PR #12256, opened 2026-07-29
[#12255] fix(lance): authenticate the Lance REST service to the Gravitino server

### LINKED ISSUE #12255: [Bug report] Lance REST service cannot operate against a Gravitino server with authentication enabled
### Version

main branch

## Describe what's wrong

The Lance REST service constructs its `GravitinoClient` with no `AuthDataProvider`, so the requests it makes to the Gravitino server carry no `Authorization` header.

`GravitinoLanceNamespaceWrapper.initialize()`:

```java
this.client =
    GravitinoClient.builder(uri)
        .withMetalake(metalakeName)
        .withClientConfig(clientProperties)
        .build();
```

There is no configuration property to change this. `LanceConfig` defines only `namespace-backend`, `gravitino-metalake`, and `gravitino-uri`.

Two consequences follow, depending on how `gravitino.authenticators` is set on the Gravitino server.

**With `simple`.** `SimpleAuthenticator.supportsToken(null)` returns `true` and `authenticateToken(null)` returns `ANONYMOUS_PRINCIPAL`, so the requests are accepted. Every Lance operation executes in Gravitino as the anonymous user rather than as any identity attributable to the service.

**With `oauth2` or `kerberos`.** `OAuth2TokenAuthenticator.supportsToken` requires a Bearer prefix and returns `false` for a null token. No configured authenticator accepts the request, so `AuthenticationFilter` throws and every Lance operation fails.

Because `gravitino.authenticators` is a single server-wide list, there is no per-service override. The only configuration in which the Lance REST service works alongside OAuth2 is one that also lists `simple`, and in that configuration any caller of the Gravitino server who omits the `Authorization` header is likewise accepted as anonymous. The authentication documentation already identifies that pattern as unsafe for Basic auth, where it states that `gravitino.authenticators` must include `basic` and must not include `simple`.

| `gravitino.authenticators` | Lance REST service | Other callers of the Gravitino server |
|----------------------------|---------------------------------|----------------------------------------|
| `simple`                   | Works, as anonymous             | Authenticated, or anonymous if no header |
| `oauth2`                   | Every operation fails           | Authenticated                          |
| `oauth2,simple`            | Works, as anonymous             | Anonymous accepted for any caller omitting the header |

The net effect is that the Lance REST service is unusable in a deployment with authentication enforced, and usable only in a deployment that accepts anonymous requests.

The Iceberg REST service does not have this problem. It exposes `gravitino.iceberg-rest.gravitino-auth-type` with `simple` and `oauth2` values and a service user name defaulting to `iceberg-rest-server`, and as an auxiliary service it uses internal interfaces rather than HTTP, so it does not make this call at all.

With `gravitino.authenticators = oauth`, any Lance REST operation returns a 500 and the server logs:

```
org.apache.gravitino.exceptions.UnauthorizedException: The provided credentials did not support
	at org.apache.gravitino.server.authentication.AuthenticationFilter.doFilter(AuthenticationFilter.java:...)
```

The relevant code paths:

- `GravitinoLanceNamespaceWrapper.initialize()` builds the client with `authDataProvider` unset.
- `AuthenticationFilter.doFilter` iterates the configured authenticators and throws `UnauthorizedException("The provided credentials did not support")` when none returns a principal.
- `SimpleAuthenticator.supportsToken` returns `true` when `tokenData == null`; `authenticateToken(null)` returns `ANONYMOUS_PRINCIPAL`.
- `OAuth2TokenAuthenticator.supportsToken` returns `false` when `tokenData == null`.

### How to reproduce

Gravitino version: main branch.

1. Configure the Gravitino server for OAuth2 per [How to authenticate](https://gravitino.apache.org/docs/latest/security/how-to-authenticate), so that `gravitino.authenticators = oauth` with no `simple` entry.
2. Enable the Lance REST service as an auxiliary service:

```properties
gravitino.auxService.names = lance-rest
gravitino.lance-rest.classpath = lance-rest-server/libs
gravitino.lance-rest.namespace-backend = gravitino
gravitino.lance-rest.gravitino-uri = http://localhost:8090
gravitino.lance-rest.gravitino-metalake = test_metalake
```

3. Start the server and create a metalake named `test_metalake`.
4. Call any Lance REST operation with a valid Bearer token, so that authentication at the Lance REST service itself succeeds:

```shell
curl -X POST http://localhost:9101/lance/v1/namespace/lance_catalog/create \
  -H "Authorization: Bearer ${VALID_TOKEN}" \
  -d '{"id": ["lance_catalog"], "mode": "create"}'
```

The call fails. The service authenticated the caller and then made its own unauthenticated request to the Gravitino server, which rejected it.

5. Add `simple` to `gravitino.authenticators`, restart, and repeat. The call now succeeds, and a request to the Gravitino server with no `Authorization` header at all also succeeds as anonymous.

### Additional context

Two related gaps are out of scope for this issue and worth tracking separately.

**Caller identity is not forwarded.** Even once the service authenticates to Gravitino under its own identity, it does not act on behalf of the caller, so Gravitino privileges cannot be evaluated per caller on the Lance path. The Iceberg REST service supports access control in auxiliary mode by sending the authenticated user identity to the Gravitino server for authorization. Achieving the same for Lance is a larger change of the same shape as the user forwarding added to the Trino connector.

**Credential vending is not wired into the Lance path.** Storage access is configured with static `lance.storage.*` properties and the resolved values, including access keys and secrets, are returned to clients in the `storageOptions` of `CreateTable` and `DescribeTable` responses. Neither the Lance REST service nor the Generic Lakehouse catalog requests vended credentials, so short-lived scoped credentials are not available on either Lance path.

A fix for the issue described above is prepared and adds `gravitino.lance-rest.gravitino-auth-type` with `simple` and `oauth2` support, mirroring the Iceberg REST service properties and defaulting to `simple` with the user name `lance-rest-server` so that existing deployments are unaffected.

markhoerth:

Adds `gravitino.lance-rest.gravitino-auth-type` with `simple` and `oauth2`
support, plus the supporting `gravitino-simple.user-name` and
`gravitino-oauth2.*` properties, and uses them when constructing the
`GravitinoClient` in `GravitinoLanceNamespaceWrapper`. The property names and
the dispatch logic mirror `DynamicIcebergConfigProvider.createGravitinoClient`.

The builder configuration is split into `newClientBuilder` so it can be tested
without opening a connection. Runtime behavior of `initialize()` is unchanged
apart from the credentials now being attached.

The Lance REST service built its client with no `AuthDataProvider`, so its
requests to the Gravitino server carried no `Authorization` header. Under the
`simple` authenticator those requests are accepted as the anonymous user.
Under `oauth2` or `kerberos` no authenticator accepts a null token, so every
Lance operation fails. Since `gravitino.authenticators` is server-wide, the
only configuration where the service works alongside OAuth2 also lists
`simple`, which leaves an anonymous bypass open for all callers of the server.

Fix: #12255

Yes, six new configuration properties, documented in
`docs/lance-rest-service.md`. The default is `simple` with user name
`lance-rest-server`, so existing deployments continue to work and gain a named
identity in place of anonymous.

Documentation here is limited to a config table for the six new properties. A
broader rewrite of `lance-rest-service.md` will follow in a separate PR.

Unit tests in TestGravitinoLanceClientAuth cover the default auth type, a configured simple user name, case-insensitive parsing, both missing-required-OAuth2-property cases, and rejection of an unsupported auth type.

LanceRESTServiceAuthIT covers the behavior end to end: with a configured simple user name, a catalog created through the Lance REST service records that user as its creator. Against the current code the test fails with:

```
expected: <lance_rest_service_user> but was: <anonymous>
```

The OAuth2 path is covered at the configuration level only, since end-to-end coverage would need a token issuer in the test harness.

### Target branch

The config entries are marked `1.3.0` because this fixes behavior in the 1.3
line: the Lance REST service cannot operate against a server with
authentication enabled. Requesting the branch-1.3 cherry-pick label.

### DIFF
--- a/docs/lance-rest-service.md
+++ b/docs/lance-rest-service.md
@@ -141,14 +141,14 @@ credentials, otherwise a Gravitino server configured with an authenticator other
 rejects them and every Lance operation fails. Configure the auth type to match the Gravitino
 server:
 
-| Configuration Property                            | Description                                                                       | Default Value      | Required          | Since Version |
-|---------------------------------------------------|-----------------------------------------------------------------------------------|--------------------|-------------------|---------------|
-| `gravitino.lance-rest.gravitino-auth-type`        | Auth type used to reach the Gravitino server. Supported values: `simple`, `oauth2` | `simple`           | No                | 1.3.0         |
-| `gravitino.lance-rest.gravitino-simple.user-name` | User name presented when the auth type is `simple`                                | `lance-rest-server` | No                | 1.3.0         |
-| `gravitino.lance-rest.gravitino-oauth2.server-uri`| OAuth2 server URI                                                                 | (none)             | Yes, for `oauth2` | 1.3.0         |
-| `gravitino.lance-rest.gravitino-oauth2.credential`| Credential used to request the OAuth2 token                                       | (none)             | Yes, for `oauth2` | 1.3.0         |
-| `gravitino.lance-rest.gravitino-oauth2.token-path`| Path on the OAuth2 server used to request the token                               | (none)             | Yes, for `oauth2` | 1.3.0         |
-| `gravitino.lance-rest.gravitino-oauth2.scope`     | Scope of the requested OAuth2 token                                               | (none)             | Yes, for `oauth2` | 1.3.0         |
+| Configuration Property                             | Description                                                                        | Default Value       | Required          | Since Version |
+|----------------------------------------------------|------------------------------------------------------------------------------------|---------------------|-------------------|---------------|
+| `gravitino.lance-rest.gravitino-auth-type`         | Auth type used to reach the Gravitino server. Supported values: `simple`, `oauth2` | `simple`            | No                | 2.0.0         |
+| `gravitino.lance-rest.gravitino-simple.user-name`  | User name presented when the auth type is `simple`                                 | `lance-rest-server` | No                | 2.0.0         |
+| `gravitino.lance-rest.gravitino-oauth2.server-uri` | OAuth2 server URI                                                                  | (none)              | Yes, for `oauth2` | 2.0.0         |
+| `gravitino.lance-rest.gravitino-oauth2.credential` | Credential used to request the OAuth2 token                                        | (none)              | Yes, for `oauth2` | 2.0.0         |
+| `gravitino.lance-rest.gravitino-oauth2.token-path` | Path on the OAuth2 server used to request the token                                | (none)              | Yes, for `oauth2` | 2.0.0         |
+| `gravitino.lance-rest.gravitino-oauth2.scope`      | Scope of the requested OAuth2 token                                                | (none)              | Yes, for `oauth2` | 2.0.0         |
 
 This setting controls how the service authenticates to the Gravitino server. It does not change how
 callers authenticate to the Lance REST service itself.
--- a/docs/lance-rest-service.md
+++ b/docs/lance-rest-service.md
@@ -134,6 +134,25 @@ To enable the Lance REST service within Gravitino server, configure the followin
 | `gravitino.lance-rest.gravitino-uri`      | Gravitino server URI (required when namespace-backend is `gravitino`)        | http://localhost:8090   | Yes      | 1.1.0         |
 | `gravitino.lance-rest.gravitino-metalake` | Gravitino metalake name (required when namespace-backend is `gravitino`)     | (none)                  | Yes      | 1.1.0         |
 
+**Authentication to the Gravitino Server**
+
+The Lance REST service makes its own requests to the Gravitino server. Those requests must carry
+credentials, otherwise a Gravitino server configured with an authenticator other than `simple`
+rejects them and every Lance operation fails. Configure the auth type to match the Gravitino
+server:
+
+| Configuration Property                            | Description                                                                       | Default Value      | Required          | Since Version |
+|---------------------------------------------------|-----------------------------------------------------------------------------------|--------------------|-------------------|---------------|
+| `gravitino.lance-rest.gravitino-auth-type`        | Auth type used to reach the Gravitino server. Supported values: `simple`, `oauth2` | `simple`           | No                | 1.3.0         |
+| `gravitino.lance-rest.gravitino-simple.user-name` | User name presented when the auth type is `simple`                                | `lance-rest-server` | No                | 1.3.0         |
+| `gravitino.lance-rest.gravitino-oauth2.server-uri`| OAuth2 server URI                                                                 | (none)             | Yes, for `oauth2` | 1.3.0         |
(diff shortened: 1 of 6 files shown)


jerryshao:
CC @yuqi1129 please help to push this forward.

docs/lance-rest-service.md
```diff
@@ -134,6 +134,25 @@ To enable the Lance REST service within Gravitino server, configure the followin
...
+**Authentication to the Gravitino Server**
+
+The Lance REST service makes its own requests to the Gravitino server. Those requests must carry
+credentials, otherwise a Gravitino server configured with an authenticator other than `simple`
+rejects them and every Lance operation fails. Configure the auth type to match the Gravitino
+server:
+
+| Configuration Property                            | Description                                                                       | Default Value      | Required          | Since Version |
+|---------------------------------------------------|-----------------------------------------------------------------------------------|--------------------|-------------------|---------------|
+| `gravitino.lance-rest.gravitino-auth-type`        | Auth type used to reach the Gravitino server. Supported values: `simple`, `oauth2` | `simple`           | No                | 1.3.0         |
```
yuqi1129: Format the code.

docs/lance-rest-service.md
```diff
@@ -134,6 +134,25 @@ To enable the Lance REST service within Gravitino server, configure the followin
...
+| `gravitino.lance-rest.gravitino-simple.user-name` | User name presented when the auth type is `simple`                                | `lance-rest-server` | No                | 1.3.0         |
+| `gravitino.lance-rest.gravitino-oauth2.server-uri`| OAuth2 server URI                                                                 | (none)             | Yes, for `oauth2` | 1.3.0         |
+| `gravitino.lance-rest.gravitino-oauth2.credential`| Credential used to request the OAuth2 token                                       | (none)             | Yes, for `oauth2` | 1.3.0         |
+| `gravitino.lance-rest.gravitino-oauth2.token-path`| Path on the OAuth2 server used to request the token                               | (none)             | Yes, for `oauth2` | 1.3.0         |
+| `gravitino.lance-rest.gravitino-oauth2.scope`     | Scope of the requested OAuth2 token                                               | (none)             | Yes, for `oauth2` | 1.3.0         |
```
yuqi1129: The version should be `2.0.0` not `1.3.0`

yuqi1129 (commented):
Some minor issues.

yuqi1129:
@markhoerth 
If you do not have free time to push this one forward, I would like help to work on it.

markhoerth:
That's great Qi, I see you merged one change.  Anything else?

yuqi1129:
> That's great Qi, I see you merged one change. Anything else?

I could not see any problems, and will merge it today.

yuqi1129 (approved):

Task brief: Your task is to reproduce exactly the lines from the one with "change. Anything else?" through the end of the listing. Both ends belong in the answer.

Task answer:
> That's great Qi, I see you merged one change. Anything else?

I could not see any problems, and will merge it today.

yuqi1129 (approved):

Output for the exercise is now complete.